◆ DATA SUPPLIED
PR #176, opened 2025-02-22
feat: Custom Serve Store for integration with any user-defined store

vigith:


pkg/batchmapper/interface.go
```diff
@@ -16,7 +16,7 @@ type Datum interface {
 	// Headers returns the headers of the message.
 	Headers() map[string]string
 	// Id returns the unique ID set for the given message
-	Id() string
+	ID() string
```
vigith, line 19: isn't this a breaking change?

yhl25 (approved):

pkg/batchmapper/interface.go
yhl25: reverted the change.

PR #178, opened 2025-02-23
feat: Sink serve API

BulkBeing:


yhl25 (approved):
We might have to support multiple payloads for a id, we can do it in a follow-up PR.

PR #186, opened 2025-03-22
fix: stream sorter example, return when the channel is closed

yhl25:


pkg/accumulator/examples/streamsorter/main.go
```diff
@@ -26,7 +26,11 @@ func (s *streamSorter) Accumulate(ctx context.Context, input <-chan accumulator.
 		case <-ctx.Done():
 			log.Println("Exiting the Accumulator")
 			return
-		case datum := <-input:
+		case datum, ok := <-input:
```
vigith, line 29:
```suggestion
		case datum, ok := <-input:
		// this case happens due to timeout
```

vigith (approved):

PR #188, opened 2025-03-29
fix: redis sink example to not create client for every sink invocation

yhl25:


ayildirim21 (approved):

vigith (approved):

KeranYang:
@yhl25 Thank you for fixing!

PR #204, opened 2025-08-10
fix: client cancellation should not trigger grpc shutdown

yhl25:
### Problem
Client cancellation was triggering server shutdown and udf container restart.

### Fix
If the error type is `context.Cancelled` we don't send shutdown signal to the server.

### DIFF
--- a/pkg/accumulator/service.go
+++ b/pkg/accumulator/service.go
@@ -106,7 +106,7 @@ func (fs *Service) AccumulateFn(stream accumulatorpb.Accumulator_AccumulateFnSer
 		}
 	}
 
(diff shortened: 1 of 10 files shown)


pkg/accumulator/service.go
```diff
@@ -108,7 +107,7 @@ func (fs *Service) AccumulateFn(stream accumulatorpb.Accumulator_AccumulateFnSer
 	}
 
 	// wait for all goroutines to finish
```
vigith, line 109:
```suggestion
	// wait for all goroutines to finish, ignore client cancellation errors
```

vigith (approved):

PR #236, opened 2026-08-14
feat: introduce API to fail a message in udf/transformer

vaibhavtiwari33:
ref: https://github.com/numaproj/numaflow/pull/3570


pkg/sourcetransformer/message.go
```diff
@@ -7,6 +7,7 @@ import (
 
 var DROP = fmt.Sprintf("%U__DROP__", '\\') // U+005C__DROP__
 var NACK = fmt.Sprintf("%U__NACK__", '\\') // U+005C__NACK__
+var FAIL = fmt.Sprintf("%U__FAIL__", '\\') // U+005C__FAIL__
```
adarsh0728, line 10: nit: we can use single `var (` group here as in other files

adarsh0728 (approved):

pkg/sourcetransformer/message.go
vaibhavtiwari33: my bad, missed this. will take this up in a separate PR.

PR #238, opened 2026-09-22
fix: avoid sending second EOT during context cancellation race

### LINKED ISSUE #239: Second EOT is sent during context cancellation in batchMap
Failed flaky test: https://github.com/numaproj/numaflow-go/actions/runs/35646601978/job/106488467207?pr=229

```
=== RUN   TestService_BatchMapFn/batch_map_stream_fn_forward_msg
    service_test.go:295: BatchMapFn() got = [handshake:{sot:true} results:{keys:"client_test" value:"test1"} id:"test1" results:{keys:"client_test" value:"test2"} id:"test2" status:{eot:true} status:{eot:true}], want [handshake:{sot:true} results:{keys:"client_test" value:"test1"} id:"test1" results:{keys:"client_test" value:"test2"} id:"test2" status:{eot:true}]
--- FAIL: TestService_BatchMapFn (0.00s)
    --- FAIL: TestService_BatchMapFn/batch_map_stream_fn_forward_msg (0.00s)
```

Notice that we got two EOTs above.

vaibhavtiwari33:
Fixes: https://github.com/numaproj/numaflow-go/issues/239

==

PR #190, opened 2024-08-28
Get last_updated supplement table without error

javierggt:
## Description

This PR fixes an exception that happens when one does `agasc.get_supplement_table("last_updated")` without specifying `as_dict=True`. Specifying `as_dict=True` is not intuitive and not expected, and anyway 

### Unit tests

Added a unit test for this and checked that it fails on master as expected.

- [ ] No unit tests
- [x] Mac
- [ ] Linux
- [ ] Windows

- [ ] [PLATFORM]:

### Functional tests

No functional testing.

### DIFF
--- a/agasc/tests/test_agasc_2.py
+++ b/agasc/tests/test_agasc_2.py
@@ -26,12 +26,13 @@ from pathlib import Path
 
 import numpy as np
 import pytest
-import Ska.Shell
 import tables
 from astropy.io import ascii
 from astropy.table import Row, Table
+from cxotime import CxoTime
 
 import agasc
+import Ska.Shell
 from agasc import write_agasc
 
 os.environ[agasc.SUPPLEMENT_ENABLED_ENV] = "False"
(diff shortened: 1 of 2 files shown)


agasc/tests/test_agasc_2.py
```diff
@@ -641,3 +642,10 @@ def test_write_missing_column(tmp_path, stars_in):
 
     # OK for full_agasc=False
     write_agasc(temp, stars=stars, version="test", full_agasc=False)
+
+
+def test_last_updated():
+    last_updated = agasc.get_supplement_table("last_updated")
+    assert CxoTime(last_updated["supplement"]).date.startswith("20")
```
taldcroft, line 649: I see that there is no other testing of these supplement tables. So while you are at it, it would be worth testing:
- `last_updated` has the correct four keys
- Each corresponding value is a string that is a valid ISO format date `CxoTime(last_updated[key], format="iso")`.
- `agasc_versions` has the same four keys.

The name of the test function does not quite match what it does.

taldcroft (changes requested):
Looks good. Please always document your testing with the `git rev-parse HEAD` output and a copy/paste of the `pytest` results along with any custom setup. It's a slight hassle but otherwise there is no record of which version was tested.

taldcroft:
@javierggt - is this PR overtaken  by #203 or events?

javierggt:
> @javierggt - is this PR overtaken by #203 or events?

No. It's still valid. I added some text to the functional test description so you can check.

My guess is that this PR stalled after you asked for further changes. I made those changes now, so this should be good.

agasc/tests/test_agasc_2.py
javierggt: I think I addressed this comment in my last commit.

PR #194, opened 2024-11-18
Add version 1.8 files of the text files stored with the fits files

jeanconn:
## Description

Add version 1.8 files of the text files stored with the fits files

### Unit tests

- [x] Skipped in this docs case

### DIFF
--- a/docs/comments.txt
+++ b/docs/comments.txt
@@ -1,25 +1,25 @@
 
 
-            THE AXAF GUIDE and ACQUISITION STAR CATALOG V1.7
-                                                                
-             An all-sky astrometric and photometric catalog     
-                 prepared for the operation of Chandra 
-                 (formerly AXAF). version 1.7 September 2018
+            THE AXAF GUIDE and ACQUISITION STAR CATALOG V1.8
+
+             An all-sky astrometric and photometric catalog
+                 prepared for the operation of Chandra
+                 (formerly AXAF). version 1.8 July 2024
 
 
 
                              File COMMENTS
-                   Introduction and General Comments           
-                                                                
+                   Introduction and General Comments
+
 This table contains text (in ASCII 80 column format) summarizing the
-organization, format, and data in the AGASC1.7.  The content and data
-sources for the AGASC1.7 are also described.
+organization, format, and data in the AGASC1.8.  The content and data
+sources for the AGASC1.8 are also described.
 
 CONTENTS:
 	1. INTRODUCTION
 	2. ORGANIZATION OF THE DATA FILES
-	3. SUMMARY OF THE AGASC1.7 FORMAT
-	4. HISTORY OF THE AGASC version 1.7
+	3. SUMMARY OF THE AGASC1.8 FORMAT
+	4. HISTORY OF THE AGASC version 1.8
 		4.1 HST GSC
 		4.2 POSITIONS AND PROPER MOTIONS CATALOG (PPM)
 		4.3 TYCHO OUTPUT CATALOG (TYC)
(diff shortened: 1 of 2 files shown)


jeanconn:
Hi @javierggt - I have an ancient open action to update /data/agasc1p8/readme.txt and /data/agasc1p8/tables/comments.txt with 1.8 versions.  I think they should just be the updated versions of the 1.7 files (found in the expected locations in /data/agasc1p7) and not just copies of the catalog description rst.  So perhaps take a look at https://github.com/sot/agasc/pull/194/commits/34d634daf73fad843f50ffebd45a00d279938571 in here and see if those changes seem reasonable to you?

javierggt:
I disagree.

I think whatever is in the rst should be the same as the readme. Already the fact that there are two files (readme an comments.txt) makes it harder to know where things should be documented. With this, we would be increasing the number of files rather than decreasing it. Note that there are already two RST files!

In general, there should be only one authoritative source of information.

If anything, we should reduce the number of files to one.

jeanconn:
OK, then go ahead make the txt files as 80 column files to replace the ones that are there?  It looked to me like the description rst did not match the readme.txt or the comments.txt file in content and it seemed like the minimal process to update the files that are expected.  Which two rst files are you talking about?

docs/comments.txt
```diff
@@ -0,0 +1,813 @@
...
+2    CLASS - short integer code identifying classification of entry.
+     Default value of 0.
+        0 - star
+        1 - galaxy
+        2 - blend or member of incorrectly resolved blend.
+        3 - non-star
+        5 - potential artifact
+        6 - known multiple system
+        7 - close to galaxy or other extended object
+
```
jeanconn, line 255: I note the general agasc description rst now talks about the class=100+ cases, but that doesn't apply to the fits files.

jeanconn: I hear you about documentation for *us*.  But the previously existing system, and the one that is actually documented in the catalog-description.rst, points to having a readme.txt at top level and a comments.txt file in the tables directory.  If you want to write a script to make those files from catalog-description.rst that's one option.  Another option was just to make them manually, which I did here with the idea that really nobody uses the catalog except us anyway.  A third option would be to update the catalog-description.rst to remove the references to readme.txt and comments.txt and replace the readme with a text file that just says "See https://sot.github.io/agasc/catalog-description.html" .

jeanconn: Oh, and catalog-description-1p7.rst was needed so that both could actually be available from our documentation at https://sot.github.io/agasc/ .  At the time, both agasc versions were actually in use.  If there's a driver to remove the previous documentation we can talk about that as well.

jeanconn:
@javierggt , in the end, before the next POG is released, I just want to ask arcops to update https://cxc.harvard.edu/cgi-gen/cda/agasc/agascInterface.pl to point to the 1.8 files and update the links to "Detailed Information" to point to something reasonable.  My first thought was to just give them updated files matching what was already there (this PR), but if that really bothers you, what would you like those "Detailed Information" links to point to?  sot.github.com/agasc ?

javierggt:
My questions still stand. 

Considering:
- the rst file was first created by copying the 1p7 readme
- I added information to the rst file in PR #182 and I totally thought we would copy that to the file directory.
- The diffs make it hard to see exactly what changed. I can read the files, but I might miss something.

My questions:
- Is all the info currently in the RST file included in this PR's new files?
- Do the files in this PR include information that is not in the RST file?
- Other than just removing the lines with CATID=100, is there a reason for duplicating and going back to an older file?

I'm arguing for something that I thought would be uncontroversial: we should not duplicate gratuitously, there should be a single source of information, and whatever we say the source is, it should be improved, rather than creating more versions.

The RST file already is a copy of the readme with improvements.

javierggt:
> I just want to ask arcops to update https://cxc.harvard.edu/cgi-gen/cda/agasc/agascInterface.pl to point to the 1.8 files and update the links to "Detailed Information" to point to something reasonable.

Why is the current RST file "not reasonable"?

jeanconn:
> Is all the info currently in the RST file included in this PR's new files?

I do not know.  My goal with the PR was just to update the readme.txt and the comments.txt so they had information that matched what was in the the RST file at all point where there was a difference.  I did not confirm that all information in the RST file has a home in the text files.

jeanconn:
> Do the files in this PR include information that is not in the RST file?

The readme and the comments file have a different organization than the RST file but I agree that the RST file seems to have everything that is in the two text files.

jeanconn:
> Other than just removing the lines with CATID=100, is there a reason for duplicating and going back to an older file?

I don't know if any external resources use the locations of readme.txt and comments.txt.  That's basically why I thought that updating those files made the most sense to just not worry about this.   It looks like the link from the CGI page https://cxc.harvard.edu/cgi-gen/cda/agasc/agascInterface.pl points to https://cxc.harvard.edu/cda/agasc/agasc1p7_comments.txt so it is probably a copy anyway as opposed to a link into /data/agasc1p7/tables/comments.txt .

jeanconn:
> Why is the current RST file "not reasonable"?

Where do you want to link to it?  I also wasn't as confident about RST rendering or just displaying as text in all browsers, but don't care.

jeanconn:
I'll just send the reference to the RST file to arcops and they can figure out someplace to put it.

◆ WHAT THE TASK REQUIRES
For the listing above, find how many lines hold the word "whatever". Only the number should be written.

◆ ANSWER AREA
2